Bernardi G - PLoS ONE (2015)

Bottom Line: This is a critical range that encompasses isochores, interphase chromatin domains and boundaries, and chromosomal bands.The solution rests on the following key points: 1) the transition from the looped domains and sub-domains of interphase chromatin to the 30-nm fiber loops of early prophase chromosomes goes through the unfolding into an extended chromatin structure (probably a 10-nm "beads-on-a-string" structure); 2) the architectural proteins of interphase chromatin, such as CTCF and cohesin sub-units, are retained in mitosis and are part of the discontinuous protein scaffold of mitotic chromosomes; 3) the conservation of the link between architectural proteins and their binding sites on DNA through the cell cycle explains the "mitotic memory" of interphase architecture and the reversibility of the interphase to mitosis process.The results presented here also lead to a general conclusion which concerns the existence of correlations between the isochore organization of the genome and the architecture of chromosomes from interphase to metaphase.
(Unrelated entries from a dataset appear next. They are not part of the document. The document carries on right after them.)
PR #479, opened 2023-03-14
fix for elliptical roi

IbrahimCSAE:
This fixes the elliptical roi tool not rendering properly when rotation happens, I added an initial rotation attribute to help determine where the bottom/left/top/right attributes are located in the canvasCoordinates array.

[bottom, top, left, right] would become [left, right, bottom, top] when rotated

```JS
function getCanvasEllipseCorners(ellipseCanvasPoints) {
    const [bottom, top, left, right] = ellipseCanvasPoints;
    const topLeft = [left[0], top[1]];
    const bottomRight = [right[0], bottom[1]];
    return [topLeft, bottomRight];
}
```
this function expects the order to be [bottom. top, left. right], so we need to re-order the canvas coordinates for it if there's a rotation,  we can't pass it the array as it is when it's rotated.

```JS
getCanvasEllipseCorners([
          canvasCoordinates[2], // bottom
          canvasCoordinates[3], // top
          canvasCoordinates[0], // left
          canvasCoordinates[1], // right
        ]);
```

this is a more simple fix than the one I proposed previously in my other pull request, let me know if there's a better approach of doing this.

### DIFF
--- a/packages/tools/src/tools/annotation/EllipticalROITool.ts
+++ b/packages/tools/src/tools/annotation/EllipticalROITool.ts
@@ -214,6 +214,7 @@ class EllipticalROITool extends AnnotationTool {
           activeHandleIndex: null,
         },
         cachedStats: {},
+        initialRotation: viewport.getRotation(),
       },
     };
 
@@ -765,9 +766,22 @@ class EllipticalROITool extends AnnotationTool {
       const canvasCoordinates = points.map((p) =>
         viewport.worldToCanvas(p)
       ) as [Types.Point2, Types.Point2, Types.Point2, Types.Point2];
-      const canvasCorners = <Array<Types.Point2>>(
-        getCanvasEllipseCorners(canvasCoordinates)
-      );
+
+      const rotation = Math.abs(viewport.getRotation() - data.initialRotation);
+      let canvasCorners;
+
+      if (rotation == 90 || rotation == 270) {
+        canvasCorners = <Array<Types.Point2>>getCanvasEllipseCorners([
+          canvasCoordinates[2], // bottom
+          canvasCoordinates[3], // top
+          canvasCoordinates[0], // left
+          canvasCoordinates[1], // right
+        ]);
+      } else {
+        canvasCorners = <Array<Types.Point2>>(
+          getCanvasEllipseCorners(canvasCoordinates) // bottom, top, left, right, keep as is
+        );
+      }
 
       const { centerPointRadius } = this.configuration;
 


packages/tools/src/tools/annotation/EllipticalROITool.ts
```diff
@@ -765,9 +766,22 @@ class EllipticalROITool extends AnnotationTool {
...
         viewport.worldToCanvas(p)
       ) as [Types.Point2, Types.Point2, Types.Point2, Types.Point2];
-      const canvasCorners = <Array<Types.Point2>>(
-        getCanvasEllipseCorners(canvasCoordinates)
-      );
+
+      const rotation = Math.abs(viewport.getRotation() - data.initialRotation);
+      let canvasCorners;
+
+      if (rotation == 90 || rotation == 270) {
```
wayfarer3130, line 773: Can you check the save/restore in the adapters please?

IbrahimCSAE: Is this what you are referring to?

https://github.com/cornerstonejs/cornerstone3D-beta/blob/b989d505098a2d1dcdcb23c9af7ace719f07dcbd/packages/adapters/src/adapters/Cornerstone3D/EllipticalROI.ts#L96

would you like me to follow this approach here too?

wayfarer3130: No, I want you to run OHIF, create some markup with different initial rotations, then save it, and see if it still displays the same object after it loads back in.  You may need to do something special in the adapter to make sure it gets saved/restored correctly.

IbrahimCSAE: Yeah it doesn’t save correctly, I’ll work on this and update you.

IbrahimCSAE: It works as expected now, before saving, I convert so the rotation is 0, so when its restored we won't need the rotation value since it will always be 0.

FYI the DICOMSRDisplayTool in OHIF needs to change so it renders properly, only the cornerstone native tool renders properly now.

It renders fine in my GIF because I modified the DICOMSRDisplayTool locally to account for the rotation the same way I did it for the native cornerstone tool.

```JS
    const rotation = viewport.getRotation();

      canvasCoordinates = ellipsePointsWorld.map(p =>
        viewport.worldToCanvas(p)
      );
      let canvasCorners;
      if (rotation == 90 || rotation == 270) {
        canvasCorners = <Array<Types.Point2>>(
          utilities.math.ellipse.getCanvasEllipseCorners([
            canvasCoordinates[2],
            canvasCoordinates[3],
            canvasCoordinates[0],
            canvasCoordinates[1],
          ])
        );
      } else {
        canvasCorners = <Array<Types.Point2>>(
          utilities.math.ellipse.getCanvasEllipseCorners(canvasCoordinates)
        );
      }
```

GIF 6

Thank u!

wayfarer3130 (approved):
Tested, and seems to work consistently now.  The fixes for saving look good.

View Article: PubMed Central - PubMed

Affiliation: Science Department, Roma Tre University, Marconi, Rome, Italy.

ABSTRACT
How the same DNA sequences can function in the three-dimensional architecture of interphase nucleus, fold in the very compact structure of metaphase chromosomes and go precisely back to the original interphase architecture in the following cell cycle remains an unresolved question to this day. The strategy used to address this issue was to analyze the correlations between chromosome architecture and the compositional patterns of DNA sequences spanning a size range from a few hundreds to a few thousands Kilobases. This is a critical range that encompasses isochores, interphase chromatin domains and boundaries, and chromosomal bands. The solution rests on the following key points: 1) the transition from the looped domains and sub-domains of interphase chromatin to the 30-nm fiber loops of early prophase chromosomes goes through the unfolding into an extended chromatin structure (probably a 10-nm "beads-on-a-string" structure); 2) the architectural proteins of interphase chromatin, such as CTCF and cohesin sub-units, are retained in mitosis and are part of the discontinuous protein scaffold of mitotic chromosomes; 3) the conservation of the link between architectural proteins and their binding sites on DNA through the cell cycle explains the "mitotic memory" of interphase architecture and the reversibility of the interphase to mitosis process. The results presented here also lead to a general conclusion which concerns the existence of correlations between the isochore organization of the genome and the architecture of chromosomes from interphase to metaphase.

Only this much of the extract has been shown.